## About this exercise
What you return must match the material exactly, with every line present.

((

PR #68, opened 2023-10-05
[DO NOT MERGE] Modularization prisma type compatability playground

KirillDogadin-std:
related to #67

### DIFF
--- a/api/src/database.ts
+++ b/api/src/database.ts
@@ -1,7 +1,7 @@
 import { PrismaClient, Prisma } from '@prisma/client';
 import { Level as PinoLevel } from 'pino';
 import { getChildLogger } from './logger';
-import { getUserCrud, getSessionCrud, getChallengeCrud } from './modules';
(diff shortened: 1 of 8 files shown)


KirillDogadin-std:
__(1)__

At the current state the problem is that the generated extended types are:
  - `GetClient<PrismaClient<...>>` on the api side
  - `{} & {coreUnit: DynamicModelExtensionThis<Prisma.TypeMap<Args & {result: {}; model: {user {...` on the plugin side.

And both are generated via `prisma.$extend` functionality.

This seems suspicious and raises concern wether it will be ok to use multiple extends if we can't expect some specific type returned.

__(2)__

`GetClient` does not seem to be exported from the prisma package given that the prisma types are generated based on the same file.

---

I am currently looking for a way to get the api generated client to have just `PrismaClient` type and for alternative way of importing the `GetClient` type.

Given that the latest (as of now) POC state the service works without problems - this problem seems like ignorable and we could potentially just write modules in js instead of ts. Or in a leniant ts (with `: any`s)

))

## Exercise response
PR #68, opened 2023-10-05
[DO NOT MERGE] Modularization prisma type compatability playground

KirillDogadin-std:
related to #67

### DIFF
--- a/api/src/database.ts
+++ b/api/src/database.ts
@@ -1,7 +1,7 @@
 import { PrismaClient, Prisma } from '@prisma/client';
 import { Level as PinoLevel } from 'pino';
 import { getChildLogger } from './logger';
-import { getUserCrud, getSessionCrud, getChallengeCrud } from './modules';
(diff shortened: 1 of 8 files shown)


KirillDogadin-std:
__(1)__

At the current state the problem is that the generated extended types are:
  - `GetClient<PrismaClient<...>>` on the api side
  - `{} & {coreUnit: DynamicModelExtensionThis<Prisma.TypeMap<Args & {result: {}; model: {user {...` on the plugin side.

And both are generated via `prisma.$extend` functionality.

This seems suspicious and raises concern wether it will be ok to use multiple extends if we can't expect some specific type returned.

__(2)__

`GetClient` does not seem to be exported from the prisma package given that the prisma types are generated based on the same file.

---

I am currently looking for a way to get the api generated client to have just `PrismaClient` type and for alternative way of importing the `GetClient` type.

Given that the latest (as of now) POC state the service works without problems - this problem seems like ignorable and we could potentially just write modules in js instead of ts. Or in a leniant ts (with `: any`s)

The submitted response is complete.